Debris avalanche triggered by sill intrusions in basaltic volcanoes (Piton des Neiges, La Réunion Island)
Abstract
Debris avalanches derived from the flanks of volcanic islands are among the largest on Earth. Debris avalanches are rare, catastrophic destabilizations that still keep geologists debating about the mechanisms that initiate them and make them travel huge runout distances. To shed light on the trigger of such destabilizations, we studied the inland scar of a debris avalanche deposit cropping out at Piton des Neiges, a dormant and eroded basaltic volcano of La Réunion Island. The avalanche deposit rests on a pile of 50-70 sill intrusions with a shallow northward dip, i.e. toward the sea. We measured the anisotropy of magnetic susceptibility in a transect across the uppermost sill of the pile in contact with the avalanche deposit.
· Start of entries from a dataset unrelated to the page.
PR #687, opened 2026-07-28
Price the ITE distribution instead of capping its frames

TrevorHansen:
Replaces `MAX_ITE_FRAMES` in `RemoveUnconstrained::tryGroundPathCollapse` with a measurement of what the rewrite actually costs.

This PR previously raised that cap from four to eight. Measuring it showed the raise bought nothing (geomean 0.9996, −0.02% summed difficulty over the spear family, with more files getting larger than smaller), so the change has been replaced with one that addresses the underlying problem instead.

### What the cap was standing in for

Ground-path collapse climbs from an unconstrained variable `x` towards the root while every node on the way is single-use and every sibling is a constant, and replaces the predicate it reaches with a fresh boolean. Term-level ITEs are allowed to sit on that path because the predicate distributes over them:

```
P(g(ite(c, f(x), t)))  ==>  ite(c, v, P(g(t)))
```

applied per frame from the innermost out. Each frame re-applies the ground steps recorded above it to that frame's other branch, so the rewritten form holds one copy of the suffix chain per frame where the original held one in total.

Whether that costs anything is decided by the other branches, not by the frame count, because the copies are hash-consed against each other:

- other branches `(bvadd y i)` under a constant multiply — `(bvmul (bvadd y i) c)` simplifies to `(bvadd (bvmul y c) (i*c))`, so every frame shares the one multiplier and the rewrite is free at any depth.
- other branches `(bvand y m_i)` under a division — nothing merges, and each frame keeps its own divider.

A frame count cannot separate those. At four it refused deep ladders that cost nothing and admitted shallow stacks that tripled the formula.

### The change

Drop the cap. After the distributed term is built and before it is spliced in, price it against the term it replaces with `DifficultyScore` — STP's existing estimate of the AIG AND-nodes a formula would blast to, summed over distinct nodes so it prices sharing correctly — and decline when it came out bigger. The frame count is still bounded, by the climb's own `MAX_PATH`, so the speculative build is bounded too.

### Measurements

A four-deep ITE ladder over a 64-bit division, CNF clauses:

| | k=1 | k=2 | k=3 | k=4 |
|---|---|---|---|---|
| rewrite declined outright | 3,110 | 3,220 | 3,438 | 3,563 |
| cap 4 (before this PR) | 13,636 | 28,119 | 39,361 | 53,392 |
| this PR | 13,636 | 3,220 | 3,438 | 3,563 |

The guard recovers the declined baseline exactly from two frames on.

Corpus effect, measured as effective difficulty score (the pre-simplification score where difficulty reversion fires, since that discards the round), engagement filter computed per comparison:

| vs cap 4 | engaged | geomean | summed | smaller / larger |
|---|---|---|---|---|
| rewrite off entirely | 1,633 | 1.0657 | +8.15% | 277 / 1,323 |
| cap 8 | 972 | 0.9996 | −0.02% | 342 / 468 |
| **this PR** | 1,030 | 0.9995 | −0.03% | **569 / 394** |

That is over the spear family (1,695 files), which is where essentially all the engagement is: across a 40-file sample of every QF_BV family (1,265 files) only 47 files are touched by the rewrite at all and only 27 by this change, at +0.05% summed. So the headline is neutrality, not a speedup — what the change buys is that the pathological case is no longer reachable, and an unexplained constant is gone.

Cost is below the noise floor: −0.16% instructions over twelve of the engaged files, because the rewrites it declines save more downstream work than the scoring costs.

### Tests and verification

The nine-frame stack that previously had to decline at the cap now distributes — its branches are constants, so each re-applied suffix folds away — and a new four-frame stack with symbolic branches and a remainder above them must decline. Both check back-substitution equivalence over every assignment of their free variables. The pass's suite is 94/94 and `ctest` is 183/183. A differential sweep over a 2,501-file fuzz corpus against the capped behaviour agrees on all 2,501 answers (2,213 sat, 288 unsat, no timeouts).

### DIFF
--- a/tests/unit-tests/RemoveUnconstrained_Exhaustive_Test.cpp
+++ b/tests/unit-tests/RemoveUnconstrained_Exhaustive_Test.cpp
@@ -972,14 +972,14 @@ TEST(RemoveUnconstrained_GroundPath, ite_three_frames_with_suffixes)
 
 TEST(RemoveUnconstrained_GroundPath, ite_frame_cap_declines)
 {
-  // Five stacked frames exceed MAX_ITE_FRAMES: x must survive. One
+  // Nine stacked frames exceed MAX_ITE_FRAMES: x must survive. One
   // shared condition variable keeps the equivalence check enumerable.
   Context c;
   ASTNode x = c.bv();
   ASTNode y = c.bv();
   ASTNode t = c.hf->CreateTerm(BVMOD, W, x, c.konst(4));
-  for (int i = 0; i < 5; i++)
-    t = c.hf->CreateTerm(ITE, W, c.hf->CreateNode(EQ, y, c.konst(i)), t,
+  for (int i = 0; i < 9; i++)
+    t = c.hf->CreateTerm(ITE, W, c.hf->CreateNode(EQ, y, c.konst(i % 8)), t,
                          c.konst(7));
   ASTNode top = c.hf->CreateNode(EQ, t, c.konst(2));
 
--- a/tests/unit-tests/RemoveUnconstrained_Exhaustive_Test.cpp
+++ b/tests/unit-tests/RemoveUnconstrained_Exhaustive_Test.cpp
@@ -1207,22 +1207,49 @@ TEST(RemoveUnconstrained_GroundPath, ite_three_frames_with_suffixes)
   c.checkEquivalent(back, result);
 }
 
-TEST(RemoveUnconstrained_GroundPath, ite_frame_cap_declines)
+TEST(RemoveUnconstrained_GroundPath, ite_deep_stack_distributes)
 {
-  // Five stacked frames exceed MAX_ITE_FRAMES: x must survive. One
-  // shared condition variable keeps the equivalence check enumerable.
+  // Nine frames, deeper than any fixed cap would allow. Every other branch
+  // is a constant, so each re-applied suffix folds away and the distributed
+  // form is smaller than the predicate it replaces: it must be taken. One
+  // shared condition variable keeps the equivalence check enumerable, its
+  // constant wrapped to the W-bit range.
   Context c;
   ASTNode x = c.bv();
   ASTNode y = c.bv();
   ASTNode t = c.hf->CreateTerm(BVMOD, W, x, c.konst(4));
-  for (int i = 0; i < 5; i++)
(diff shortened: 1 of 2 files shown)


tests/unit-tests/RemoveUnconstrained_Exhaustive_Test.cpp
```diff
@@ -972,14 +972,14 @@ TEST(RemoveUnconstrained_GroundPath, ite_three_frames_with_suffixes)
...
-  // Five stacked frames exceed MAX_ITE_FRAMES: x must survive. One
+  // Nine stacked frames exceed MAX_ITE_FRAMES: x must survive. One
   // shared condition variable keeps the equivalence check enumerable.
   Context c;
   ASTNode x = c.bv();
   ASTNode y = c.bv();
   ASTNode t = c.hf->CreateTerm(BVMOD, W, x, c.konst(4));
-  for (int i = 0; i < 5; i++)
-    t = c.hf->CreateTerm(ITE, W, c.hf->CreateNode(EQ, y, c.konst(i)), t,
+  for (int i = 0; i < 9; i++)
```
aytey, line 981: Worth adding `const size_t MAX_ITE_FRAMES = 8;` to this file and adding a comment to both to "keep them in sync"?

(I'm hesitant to say "put it in header").

TrevorHansen: Done in a7964ab9 — the test now declares `const unsigned MAX_ITE_FRAMES = 8;` locally and builds the stack as `MAX_ITE_FRAMES + 1`, with a "keep in sync" comment at both sites. Left it out of a header, as you suggested. Checked it is genuinely boundary-sensitive: setting the cap in the pass to nine makes `ite_frame_cap_declines` fail.

The `% 8` on the condition constant was unrelated to the cap — it wraps into the 3-bit test width — so it now reads `% (1u << W)`.

TrevorHansen: This is moot now — the PR has been rewritten. `MAX_ITE_FRAMES` is deleted rather than raised: the frame count turned out to be the wrong thing to bound, so the rewrite now prices the term it builds against the one it replaces and declines when it grew. With no constant left there is nothing for the test to stay in sync with, and `ite_frame_cap_declines` has been replaced by two tests that exercise the two sides of that decision.

TrevorHansen:
The benefit isn't clear enough to justify this change.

This transect reveals a strongly asymmetric magnetic fabric, consistent with a north-directed shear movement of the upper intrusion wall. This suggests that the upper sill induced a co-intrusive shear displacement of the volcano flank toward the sea. The upper sill margin in contact with the avalanche is striated, showing that this intrusion is older than the avalanche. Striae indicate a northward direction of avalanche runout. The upper sill margin also displays a magmatic lineation consistent with a magma flow in the intrusion toward the north. There is thus a striking kinematic consistency between the directions of intrusion propagation and avalanche runout, both oriented toward the sea. From the above results, we propose that repeated sill intrusions, such as observed on Piton des Neiges, increase the instability of a volcanic edifice. Each injection induces an incremental slip of the overlying rock mass, which may eventually end up into a landslide. Sill intrusions associated with seaward displacements of volcano flank, such as inferred for the April 2007 eruption of Piton de la Fournaise (also in La Réunion), should therefore be considered as a potential trigger of debris avalanches.